[Work order] Using the records below, count the lines containing "directly" and give only the total.

[Collected data]

········

PR #1290, opened 2022-09-18
[LLVM 15][runtime] Stop using K&R function declarations

bryanpkc:
Legacy Classic Flang code uses K&R C function declarations, which differ from ANSI C function declarations in that the parameters are not part of the function prototype, which means that the functions can have unknown numbers of parameters, of unknown types. With Clang 15, they will now cause a warning message, e.g.
```
.../flang/runtime/flang/curdir.c:31:6: error: a function definition without a prototype is deprecated in all versions of C and is not supported in C2x [-Werror,-Wdeprecated-non-prototype]
void __fort_fixmnt(new, old)
     ^
```
This commit rewrites all function declarations in modern C.

### DIFF
--- a/runtime/flang/backspace.c
+++ b/runtime/flang/backspace.c
@@ -127,9 +127,7 @@ _f90io_backspace(__INT_T *unit, __INT_T *bitv, __INT_T *iostat, int swap_bytes)
 }
 
 __INT_T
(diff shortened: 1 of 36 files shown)


pawosm-arm (approved):
This is it, an end of an era of the old C.

shivaramaarao (approved):

PR #1291, opened 2022-09-18
[LLVM 15][runtime] Remove extern function declarations

bryanpkc:
`extern` function declarations have been replaced by headers (standard headers if possible), except for single unique uses. This not only reduces code duplication, but also fixes `-Wdeprecated-non-prototype` warnings, e.g.
```
.../flang/runtime/flang/curdir.c:25:14: error: a function declaration without a prototype is deprecated in all versions of C and is treated as a zero-parameter prototype in C2x, conflicting with a previous declaration [-Werror,-Wdeprecated-non-prototype]
extern char *getcwd();
             ^
/usr/include/unistd.h:514:14: note: conflicting prototype is here extern char *getcwd (char *__buf, size_t __size) __THROW __wur;
             ^
```
Some other dead code is also removed.

### DIFF
--- a/runtime/flang/curdir.c
+++ b/runtime/flang/curdir.c
@@ -22,8 +22,6 @@
 #define getcwd _getcwd
 #endif
 
-extern char *getcwd();
-
 WIN_MSVCRT_IMP char *WIN_CDECL getenv(const char *);
 
 /* fix pathname for "funny" NFS mount points */
--- a/runtime/flang/access3f.c
+++ b/runtime/flang/access3f.c
@@ -16,9 +16,7 @@
 
 #include "io3f.h"
 #include "ent3f.h"
-
-extern char *__fstr2cstr();
-extern void __cstr_free();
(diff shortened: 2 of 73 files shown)


runtime/flang/curdir.c
```diff
@@ -22,8 +22,6 @@
 #define getcwd _getcwd
```
pawosm-arm, line 22: the function `__fort_getdir()` below for which this `getcwd` was defined doesn't seem to be used anywhere in flang and its runtime library. It's possible that there is more to delete in this file

pawosm-arm (approved):
looks ok, see my comment on curdir.c, possibly it can be cleaned more, but it may go slightly out of scope of this commit.

bryanpkc:
That's a good observation. It seems that the entire `curdir.c` could be removed. Perhaps we can submit a separate PR for that.

shivaramaarao (approved):

PR #1294, opened 2022-09-18
[LLVM 15][libpgmath] Decouple from libflangrti by using errno directly; NFCI

bryanpkc:
libpgmath should be able to use `errno` directly, without having to go through `libflangrti`. Decoupling the libraries not only allows libpgmath to be used independently, but also fixes compiler warnings about undeclared functions.


pawosm-arm (approved):
Are there any other dependencies like that?

shivaramaarao (approved):

bryanpkc:
@pawosm-arm No, there isn't any other. The calls to `__io_errno` and `__io_set_errno` were the only references that caused the compiler warnings. `libpgmath.so` does not have any link-time dependence on `libflangrti.so`.

PR #1297, opened 2022-09-22
[LLVM 15][runtime] Fix compilation warning in {ftni64bitsup,utilsi64}.c; NFCI

bryanpkc:
ftni64bitsup.c and utilsi64.c define a static function `shf64` (a helper for shifting signed 64-bit values) identically, while only ftni64bitsup.c defines the unsigned verison `ushf64`. Both files call `shf64` on various unsigned values, causing the compiler to complain. They also declare conflicting prototypes for the same functions, declare some functions as `extern` unnecessarily, and omit forward declarations when they are necessary. This patch fixes all these problems, and makes both files use the same definitions for `shf64` and `ushf64`, reducing code duplication.

### DIFF
--- a/runtime/flang/ftni64bitsup.c
+++ b/runtime/flang/ftni64bitsup.c
@@ -11,8 +11,9 @@
 #include "dattype.h"
 #include "ftni64.h"
 
-static void shf64();
-static void ushf64();
+/* forward declarations */
+void shf64(DBLINT64, int, DBLINT64);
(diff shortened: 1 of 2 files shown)


pawosm-arm (approved):

bryanpkc:
@shivaramaarao gentle ping

shivaramaarao (approved):

PR #1298, opened 2022-09-22
[LLVM 15][runtime] Replace LINUX8664 with TARGET_X8664/TARGET_LINUX_X8664

bryanpkc:
Various files under `runtime/flang` use the macro `LINUX8664` to guard X86-only code; but this is incorrect because `LINUX8664` is never defined by any CMakeLists.txt (it is only defined when building `runtime/libpgmath`). Uses of the macro are modified to use `TARGET_X8664` and/or `TARGET_LINUX_X8664`.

········

[Answer space] 2